- **Given data**:
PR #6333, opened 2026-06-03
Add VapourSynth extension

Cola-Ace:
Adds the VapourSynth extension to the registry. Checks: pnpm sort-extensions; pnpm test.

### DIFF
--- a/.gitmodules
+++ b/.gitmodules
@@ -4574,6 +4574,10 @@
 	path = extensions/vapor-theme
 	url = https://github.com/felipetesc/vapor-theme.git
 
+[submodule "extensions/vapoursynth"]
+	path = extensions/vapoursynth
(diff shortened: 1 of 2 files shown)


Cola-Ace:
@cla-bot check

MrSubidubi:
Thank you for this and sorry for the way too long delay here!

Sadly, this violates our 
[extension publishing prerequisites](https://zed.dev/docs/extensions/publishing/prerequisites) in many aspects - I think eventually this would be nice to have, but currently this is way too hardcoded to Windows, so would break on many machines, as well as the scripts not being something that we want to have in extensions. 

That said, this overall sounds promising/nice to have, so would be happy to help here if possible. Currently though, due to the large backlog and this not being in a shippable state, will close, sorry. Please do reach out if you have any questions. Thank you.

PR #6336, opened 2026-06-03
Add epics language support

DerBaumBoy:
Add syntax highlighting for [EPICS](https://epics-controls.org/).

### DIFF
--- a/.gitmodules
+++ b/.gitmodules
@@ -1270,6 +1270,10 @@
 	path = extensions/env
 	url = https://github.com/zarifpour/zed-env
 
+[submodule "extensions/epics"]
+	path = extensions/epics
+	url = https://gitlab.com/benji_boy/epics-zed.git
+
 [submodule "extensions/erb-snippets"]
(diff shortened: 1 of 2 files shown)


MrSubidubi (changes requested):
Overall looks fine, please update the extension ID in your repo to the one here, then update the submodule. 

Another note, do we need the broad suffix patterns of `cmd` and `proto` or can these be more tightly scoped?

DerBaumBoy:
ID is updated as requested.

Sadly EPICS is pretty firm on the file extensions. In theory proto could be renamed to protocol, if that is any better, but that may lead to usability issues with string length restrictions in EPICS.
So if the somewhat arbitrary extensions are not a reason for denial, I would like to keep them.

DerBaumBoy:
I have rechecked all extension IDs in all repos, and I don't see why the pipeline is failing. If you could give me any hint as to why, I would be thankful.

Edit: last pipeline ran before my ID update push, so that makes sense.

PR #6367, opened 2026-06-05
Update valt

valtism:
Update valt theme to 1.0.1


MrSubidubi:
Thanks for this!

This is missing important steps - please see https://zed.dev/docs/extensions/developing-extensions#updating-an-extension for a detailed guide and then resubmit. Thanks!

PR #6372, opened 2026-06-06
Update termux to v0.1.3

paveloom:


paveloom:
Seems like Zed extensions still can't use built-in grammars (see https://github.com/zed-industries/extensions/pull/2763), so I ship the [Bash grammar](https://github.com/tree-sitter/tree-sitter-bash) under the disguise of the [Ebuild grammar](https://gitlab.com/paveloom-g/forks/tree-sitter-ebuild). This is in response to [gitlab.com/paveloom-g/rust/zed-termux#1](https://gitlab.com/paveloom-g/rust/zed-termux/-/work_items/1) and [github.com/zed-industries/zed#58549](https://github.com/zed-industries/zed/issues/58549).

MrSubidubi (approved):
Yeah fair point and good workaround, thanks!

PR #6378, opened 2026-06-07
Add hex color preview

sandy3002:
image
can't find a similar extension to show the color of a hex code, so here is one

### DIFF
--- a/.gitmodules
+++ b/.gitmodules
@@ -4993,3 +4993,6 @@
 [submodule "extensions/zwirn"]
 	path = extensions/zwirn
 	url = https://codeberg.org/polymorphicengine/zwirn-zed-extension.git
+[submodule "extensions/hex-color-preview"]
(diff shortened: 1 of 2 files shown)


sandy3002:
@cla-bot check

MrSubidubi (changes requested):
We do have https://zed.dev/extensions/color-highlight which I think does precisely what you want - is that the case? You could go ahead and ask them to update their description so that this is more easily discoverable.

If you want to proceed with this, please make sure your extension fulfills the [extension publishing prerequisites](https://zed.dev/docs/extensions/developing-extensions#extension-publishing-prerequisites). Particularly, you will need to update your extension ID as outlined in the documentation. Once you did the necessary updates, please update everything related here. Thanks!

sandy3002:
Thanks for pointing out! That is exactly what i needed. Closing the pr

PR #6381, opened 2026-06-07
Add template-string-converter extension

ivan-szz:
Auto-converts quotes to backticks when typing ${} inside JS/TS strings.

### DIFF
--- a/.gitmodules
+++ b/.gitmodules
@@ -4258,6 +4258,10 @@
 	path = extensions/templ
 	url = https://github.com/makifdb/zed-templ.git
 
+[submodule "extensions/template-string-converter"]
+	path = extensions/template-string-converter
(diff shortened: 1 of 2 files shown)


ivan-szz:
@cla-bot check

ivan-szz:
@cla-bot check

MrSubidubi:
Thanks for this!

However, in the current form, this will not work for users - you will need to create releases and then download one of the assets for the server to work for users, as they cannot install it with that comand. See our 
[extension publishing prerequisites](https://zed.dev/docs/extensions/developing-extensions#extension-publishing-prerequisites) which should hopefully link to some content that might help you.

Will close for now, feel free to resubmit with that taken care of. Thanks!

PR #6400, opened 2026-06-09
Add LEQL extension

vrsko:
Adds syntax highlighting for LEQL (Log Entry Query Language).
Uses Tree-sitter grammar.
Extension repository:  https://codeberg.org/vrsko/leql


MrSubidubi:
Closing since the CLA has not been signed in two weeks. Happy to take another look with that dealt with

* * *

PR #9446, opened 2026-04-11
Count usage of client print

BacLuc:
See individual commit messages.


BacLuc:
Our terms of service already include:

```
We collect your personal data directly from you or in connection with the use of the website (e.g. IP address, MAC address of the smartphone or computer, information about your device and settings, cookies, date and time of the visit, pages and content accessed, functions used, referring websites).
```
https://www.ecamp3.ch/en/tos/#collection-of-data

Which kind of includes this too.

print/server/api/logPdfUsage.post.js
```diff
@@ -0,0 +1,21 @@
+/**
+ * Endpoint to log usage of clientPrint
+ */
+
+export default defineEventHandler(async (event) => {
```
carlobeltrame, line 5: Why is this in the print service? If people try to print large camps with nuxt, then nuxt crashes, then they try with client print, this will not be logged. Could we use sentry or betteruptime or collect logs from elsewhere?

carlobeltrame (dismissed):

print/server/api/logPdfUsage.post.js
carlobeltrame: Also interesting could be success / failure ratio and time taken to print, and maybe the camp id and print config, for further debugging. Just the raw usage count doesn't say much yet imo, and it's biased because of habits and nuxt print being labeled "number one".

- **Required work**: From the entries above, print the lines beginning at the one with "PR #6333, opened 2026-06-03" and stopping after the one with "path = extensions/vapor-theme", exactly as written and with nothing else.

- **Problem solution**:
PR #6333, opened 2026-06-03
Add VapourSynth extension

Cola-Ace:
Adds the VapourSynth extension to the registry. Checks: pnpm sort-extensions; pnpm test.

### DIFF
--- a/.gitmodules
+++ b/.gitmodules
@@ -4574,6 +4574,10 @@
 	path = extensions/vapor-theme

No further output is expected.